PR #2545, opened 2018-08-22
MQTT: completionTimeout should be long

garyrussell:
Incorrectly `int` - inconvenient cast required when using `Duration.toMillis()`.

**cherry-pick to 5.0.x**


spring-integration-mqtt/src/main/java/org/springframework/integration/mqtt/inbound/MqttPahoMessageDrivenChannelAdapter.java
```diff
@@ -114,14 +114,26 @@ public MqttPahoMessageDrivenChannelAdapter(String url, String clientId, String..
...
 	/**
 	 * Set the completion timeout for operations. Not settable using the namespace.
-	 * Default 30000 milliseconds.
+	 * Default {@value #DEFAULT_COMPLETION_TIMEOUT} milliseconds.
 	 * @param completionTimeout The timeout.
 	 * @since 4.1
+	 * @deprecated in favor of {@link #setCompletionTimeoutLong(long)}.
 	 */
+	@Deprecated
 	public void setCompletionTimeout(int completionTimeout) {
```
artembilan: Is it really so hard in `5.0.x` to convert `long` to `int`?
I mean let's just change the signature of this method for `5.1` and don't back-port!

artembilan (changes requested):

* _What is being asked_
State how many lines of the records above contain the word "MqttPahoMessageDrivenChannelAdapter", giving only that number.

* _Exercise result_
2